Hey theres a creepy ass guy stalking our house.i would look alive geting in 2nite.
i was concerned for your health after you took your "last shot" four times...
They are providing beer and having a margarita machine. This cannot be passed up.
If we were to wake in ur bed together, what are the 3 words you would say to me?
Get out now.
btw i have an angry voicemail of you yelling at me to get you a sandwich or die.
Just used your umbrella as a puke sheild. Thanks man.
When we found you, you were using the bottle of Captain as a pillow...with a note on your forehead that said don't wake up the champion.
...And then you kept screaming "cock mouth" in her face every time she tried to talk.
Ok. I am hammered I will admit it but my legacy needs to live and your the only woman that could spawn satan. We need to talk.
Nope. Flying out tonight. Staying with my great aunt who is an ex nun turned hostel owner. Best and likely most dangerous St. Patty's Day to commence in 10 hours. IRELAND!
Be safe.

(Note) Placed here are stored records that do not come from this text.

PR #1904, opened 2025-04-14
 Establishing colour design tokens

Sammii-HK:
This PR establishes a few key items for a semantically named design system

It establishes colour variables which may be changed for light and dark mode, meaning you can say `text-hightlight` which means on light mode the colour is darker and more prominent, and on dark-mode it is set to be a lighter colour, this means developers do not need to concern themselves with the intricacies of colour systems but only need to know the token `highlight` which handles everything under the hood in tailwind

The main patterns which were established throughout the design are now distilled into 3 main design tokens:
1. `default`
1. `highlight` - text is 'more prominent'
1. `muted` - text is 'less prominent'
As expressed before, these tokens have the light and dark mode 'baked in', and remove the need for specifying a light and dark colour
Going forward these may be added to, but to create a cohesive design system my stance will always be to question why something 'unique' should be created and if it could be brought into the outstanding system, before adding extending to the theme.

The theme also establishes semantic naming such as:
- `primary`
- `secondary`
- `info`
- `highlight`
- `success`
- `warning`
- `tip`

this is the beginning on a design system which encapsulates all of the companies colours into a cohesive system, these are mainly unused as of yet but going forward alerts etc will use tokens such as `success` and `info` etc.
The tokens that currently hold precedence are `primary` and `secondary`, though mainly `primary`, as `secondary` is computed from this variable
`primary` for the current design system is established as the 'jazz blue' but is also tied into being the `primary` colour of the design system, so going forward whenever wanting to achieve the `*-blue` variable in css this should now be `*-primary` to ensure everything is encapsulated from the design variables and may be amended in a single place, created a single source of truth for all css and allow themes to be created/extended upon easily

Tailwind also allows you to configure colours for specific items such as `text` and `background`, so within the design system the colour for `text-highlight` is not the same as `bg-highlight` meaning they can be used in conjunction with one another, this also applies to `muted`, [see the configuration reference](https://v2.tailwindcss.com/docs/theme#configuration-reference)


bensleveritt:
Any chance we could trouble you for a demo/image of the tokens?

Sammii-HK:
> Any chance we could trouble you for a demo/image of the tokens?

Happy to create a doc around the tokens and usage, this PR was mainly introducing tokens were there were already patterns emerging from the design and condensing these into the tokens, eg, colour pairings for visual text hierarchy using colours, with light and dark mode supplied in a single token

If you are more interested in digging into the tokens in-situ, the inspector is going to be the best way to see how colours and tokens are reused across the site, all tokens are visible on the home page, with text hierarchy, `bg-highlight` on the svgs and quote highlights and everything plugged into `primary`

The fun comes mainly with (mostly) everything being plugged in to the `primary` colour, allowing themes to be spun off from this one variable with ease

bensleveritt:
I’m mostly interested in something visual to get a sense of the colours. We can get to usage later

examples/form/src/DraftIndicator.tsx
```diff
@@ -7,7 +7,7 @@ export function DraftIndicator() {
 
   if (me?.root.draft?.hasChanges) {
     return (
-      <div className="absolute -top-1 -right-1 bg-blue-500 border-2 border-white w-3 h-3 rounded-full dark:border-stone-925">
+      <div className="absolute -top-1 -right-1 bg-blue-500 border-2 border-highlight w-3 h-3 rounded-full dark:border-stone-925">
```
trishalim: I think you didn't mean to change this one. It's not using the design system.

examples/form/tailwind.config.ts
```diff
@@ -52,18 +52,6 @@ const config: Config = {
     formsPlugin,
     plugin(({ addBase }) =>
       addBase({
-        ":root": {
-          "--gcmp-border-color": stonePalette[200],
-          "--gcmp-invert-border-color": stonePalette[900],
-        },
```
trishalim, line 58: The borders don't look good in dark mode 

image

examples/organization/src/index.css
```diff
@@ -1,3 +1,5 @@
+@import "gcmp-design-system/src/app/globals.css";
```
trishalim: The example apps need to work on their own because we can clone them into their own repo / use them as templates like this:
`create-jazz-app --example organization`

So it's best to keep them independent from our design system.

homepage/design-system/src/app/components/atoms/logos/JazzLogo.tsx
```diff
@@ -22,7 +23,7 @@ export function JazzLogo({
...
-        fill="#3313F7"
+        fill={COLORS.BLUE}
```
trishalim: My personal preference is a class `fill-primary`  but up to you

trishalim:
There are more places where the jazz blue color needs to be changed such as favicon, jazz cloud latency map on the landing page, landing page diagram, example thumbnails on the examples page. 

I'd also like to see the full color palette for the blue. `--color-primary-dark` is a bit too indigo 🤔

Changing the brand color deserves its own separate PR I think.

homepage/design-system/src/app/components/atoms/Button.tsx
```diff
@@ -56,10 +56,10 @@ export const Button = forwardRef<HTMLButtonElement, ButtonProps>(
 
     const variantClasses = {
       primary:
-        "bg-blue border-blue text-white font-medium bg-blue hover:bg-blue-800 hover:border-blue-800",
+        "bg-primary border border-primary text-white font-medium hover:bg-highlight hover:border-primary hover:text-primary dark:hover:bg-highlight dark:hover:text-primary",
       secondary:
-        "text-stone-900 border font-medium hover:border-stone-300 hover:dark:border-stone-700 dark:text-white",
-      tertiary: "text-blue underline underline-offset-4",
+        "text-stone-900 border font-medium hover:border-primary hover:text-primary hover:bg-highlight hover:dark:border-primary dark:text-white dark:hover:text-primary",
```
trishalim, line 61: Was this intentional?

primary
image

secondary
image

mculotta120:
Unrelated to this PR, I noticed in dark mode some of the colors were a bit difficult to read and ran an accessibility audit. I created this issue as a result, I'm not sure if this is a good opportunity to fix now while doing color work? Or leave as a follow up as it was already an issue. https://github.com/garden-co/jazz/issues/1911

trishalim:
@mculotta120 The code highlighting uses different css vars and it's already an issue so let's just address separately. Thanks for making the issue!

trishalim:
> I’m mostly interested in something visual to get a sense of the colours. We can get to usage later

What do you all think about deploying the homepage/design-system project, and having this in there?
image
 This way we can see all the colors from a vercel preview

examples/organization/src/index.css
Sammii-HK: Should we then think about properly packaging up our design system as an npm package so that it may be imported and used everywhere allowing all apps to be created with a similar aesthetic except when people specifically choose otherwise?

This just allows the apps to use the base colours we have set for `color`, `text` & `border`, but I can easily remove it,
the only thing which seemed to use the design system was setting a specific border colour as `--gcmp-border-color` which I have removed, as it seemed overkill for what it was actually achieving

homepage/design-system/src/app/components/atoms/Button.tsx
Sammii-HK: On hover state yes, otherwise it looks like this:

Screenshot 2025-04-15 at 08 21 30

examples/form/src/DraftIndicator.tsx
Sammii-HK: I will look into this, thanks for flagging

examples/organization/src/index.css
trishalim: > properly packaging up our design system as an npm package

Yes, but more for the dashboard than the example apps. 

I agree the border color was overkill. A class name is fine imo. I think that's the simplest way, and we try to keep the example apps minimal.

Sammii-HK:
> There are more places where the jazz blue color needs to be changed such as favicon, jazz cloud latency map on the landing page, landing page diagram, example thumbnails on the examples page.
> 
> I'd also like to see the full color palette for the blue. `--color-primary-dark` is a bit too indigo 🤔
> 
> Changing the brand color deserves its own separate PR I think.

In the interest of moving quickly and addressing the accessibility while creating an encompassing design system, this is the best way to achieve that

I am happy to improve on the colour system, it also needs to be added on to have `dark` and `light` values for all colours, `--color-primary-dark` may look out of place on it's own but in use for a link hover it is fit for purpose, I am happy to adjust the colour but we should not just look at a harmonious palette but also create semantic colours for specific use cases, happy to tweak going forward, this is just the prelude


Screenshot 2025-04-15 at 08 45 54
Screenshot 2025-04-15 at 08 45 57



This also allows us to spot anything which isn't encompassed within the design system and any outlying `blue` will be amended to `primary`, I will be focusing on switching out any blue I see for the next few days, and will likely be it's own follow up PR,

I will also publish the design system as a package on another PR and introduce it into the example apps 

PS. Will fix example apps with a class but will still work on publishing the design package

examples/form/tailwind.config.ts
Sammii-HK: They probably don't look good in light either, I am going to work on packaging up the design system to resolve this

Sammii-HK: This is now resolved

trishalim (approved):
Lgtm. Thanks so much! 🚀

And I hate you.
Moonshine marathon is never a good idea
I told you that you should stop drinking and you responded "Thanks for telling me how to live, North Korea!"
i mostly like you because you have a nice nose and that's an important trait to pass on to my future children
ya I went to the grocery store literally just for cheese and condoms
I just don’t understand what sort of USPS worker wants to take my unitard and sex toys.